Assignment:
With the line containing "Both Webhook and" as the first and the final line of the entries as the last, repeat exactly the lines in that span, including both.

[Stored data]
PR #263, opened 2023-06-26
Track appliedTo group to network policies

reachjainrahul:
## Description
Tracker is used to update NP Status on Virtual Machine Policy Object. In an event ANP is deleted and cloud resources cannot be cleaned up, the ANP information is lost as its deleted from indexer leading to misleading info in vmp cache.

## Changes
With this PR, we store the mapping of appliedTo to Network Policy and use it for cases when ANP is not available in the cache.


Anandkumar26 (approved):
/LGTM

PR #265, opened 2023-06-27
Change cert and config location in manifest

reachjainrahul:
## Description
Both Webhook and API Server are using same TLS cert generated by cert manager. Avoid generating two volumes and different mount path for them

## Chanages
Move config to /etc/nephe dir and also update API Server and Webhook to use cert from same location.


reachjainrahul:
nephe-test-e2e-agentless-upgrade

Anandkumar26 (approved):
/LGTM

Problem solution:
Both Webhook and API Server are using same TLS cert generated by cert manager. Avoid generating two volumes and different mount path for them

## Chanages
Move config to /etc/nephe dir and also update API Server and Webhook to use cert from same location.


reachjainrahul:
nephe-test-e2e-agentless-upgrade

Anandkumar26 (approved):
/LGTM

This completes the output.